TASK BRIEF >> This task calls for printing every entry exactly.

[PROVIDED DATA Boundary: Start]

PR #1069, opened 2017-12-15
Mango: change catch-all field range priority

willholley:
## Overview

01252f97 introduced a "catch-all" feature to Mango that allowed
queries to fall back on a full database scan (_all_docs) when
no valid index was available.

This worked by creating a special index range representing
the full database scan.

For example, a selector:

`{ "_id": "foo" }`

would be translated into a field range of:

`[{ "startkey": "foo", "endkey": "foo"}]`

then prepending the catch-all field range, we would have:

```
[
{ "startkey": null, "endkey": max_json_value},
{ "startkey": "foo", "endkey": "foo"}
]
```

This set gets passed into
mango_cursor_view:choose_best_index to determine most selective
index and field range combination to use. Unfortunately, in
the event that we have one possible index (all_docs) and multiple
valid ranges, it just chooses the first range it finds -
the full index scan in this case.

This commit makes the catch-all field range the last
available option, ensuring we use the more selective
range where available.

## Testing recommendations

Run queries against a large database with no indexes. Check execution_stats and _explain output to see that the startkey and endkey used are appropriate.

## Checklist

### DIFF
--- a/src/mango/src/mango_cursor_special.erl
+++ b/src/mango/src/mango_cursor_special.erl
@@ -31,10 +31,13 @@
 create(Db, Indexes, Selector, Opts) ->
     InitialRange = mango_idx_view:field_ranges(Selector),
     CatchAll = [{<<"_id">>, {'$gt', null, '$lt', mango_json_max}}],
-    FieldRanges = lists:append(CatchAll, InitialRange),
+    % order matters here - we only want to use the catchall index
+    % if no other range can fulfill the query (because we know)
+    % catchall is the most expensive range
+    FieldRanges = InitialRange ++ CatchAll,
     Composited = mango_cursor_view:composite_indexes(Indexes, FieldRanges),
     {Index, IndexRanges} = mango_cursor_view:choose_best_index(Db, Composited),
-
+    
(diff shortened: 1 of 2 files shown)


src/mango/src/mango_cursor_special.erl
```diff
@@ -31,10 +31,12 @@
...
     InitialRange = mango_idx_view:field_ranges(Selector),
     CatchAll = [{<<"_id">>, {'$gt', null, '$lt', mango_json_max}}],
-    FieldRanges = lists:append(CatchAll, InitialRange),
+    % order matters here - we only want to use the catchall index
+    % if no other range can fulfill the query (because we know)
+    % catchall is the most expensive range
+    FieldRanges = InitialRange ++ CatchAll,
     Composited = mango_cursor_view:composite_indexes(Indexes, FieldRanges),
     {Index, IndexRanges} = mango_cursor_view:choose_best_index(Db, Composited),
-
```
tonysun83: whitespace change

tonysun83:
+1 after whitespace issue, nice catch.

[PROVIDED DATA Boundary: End]

WRITTEN RESPONSE >>
PR #1069, opened 2017-12-15
Mango: change catch-all field range priority

willholley:
## Overview

01252f97 introduced a "catch-all" feature to Mango that allowed
queries to fall back on a full database scan (_all_docs) when
no valid index was available.

This worked by creating a special index range representing
the full database scan.

For example, a selector:

`{ "_id": "foo" }`

would be translated into a field range of:

`[{ "startkey": "foo", "endkey": "foo"}]`

then prepending the catch-all field range, we would have:

```
[
{ "startkey": null, "endkey": max_json_value},
{ "startkey": "foo", "endkey": "foo"}
]
```

This set gets passed into
mango_cursor_view:choose_best_index to determine most selective
index and field range combination to use. Unfortunately, in
the event that we have one possible index (all_docs) and multiple
valid ranges, it just chooses the first range it finds -
the full index scan in this case.

This commit makes the catch-all field range the last
available option, ensuring we use the more selective
range where available.

## Testing recommendations

Run queries against a large database with no indexes. Check execution_stats and _explain output to see that the startkey and endkey used are appropriate.

## Checklist

### DIFF
--- a/src/mango/src/mango_cursor_special.erl
+++ b/src/mango/src/mango_cursor_special.erl
@@ -31,10 +31,13 @@
 create(Db, Indexes, Selector, Opts) ->
     InitialRange = mango_idx_view:field_ranges(Selector),
     CatchAll = [{<<"_id">>, {'$gt', null, '$lt', mango_json_max}}],
-    FieldRanges = lists:append(CatchAll, InitialRange),
+    % order matters here - we only want to use the catchall index
+    % if no other range can fulfill the query (because we know)
+    % catchall is the most expensive range
+    FieldRanges = InitialRange ++ CatchAll,
     Composited = mango_cursor_view:composite_indexes(Indexes, FieldRanges),
     {Index, IndexRanges} = mango_cursor_view:choose_best_index(Db, Composited),
-
+    
(diff shortened: 1 of 2 files shown)


src/mango/src/mango_cursor_special.erl
```diff
@@ -31,10 +31,12 @@
...
     InitialRange = mango_idx_view:field_ranges(Selector),
     CatchAll = [{<<"_id">>, {'$gt', null, '$lt', mango_json_max}}],
-    FieldRanges = lists:append(CatchAll, InitialRange),
+    % order matters here - we only want to use the catchall index
+    % if no other range can fulfill the query (because we know)
+    % catchall is the most expensive range
+    FieldRanges = InitialRange ++ CatchAll,
     Composited = mango_cursor_view:composite_indexes(Indexes, FieldRanges),
     {Index, IndexRanges} = mango_cursor_view:choose_best_index(Db, Composited),
-
```
tonysun83: whitespace change

tonysun83:
+1 after whitespace issue, nice catch.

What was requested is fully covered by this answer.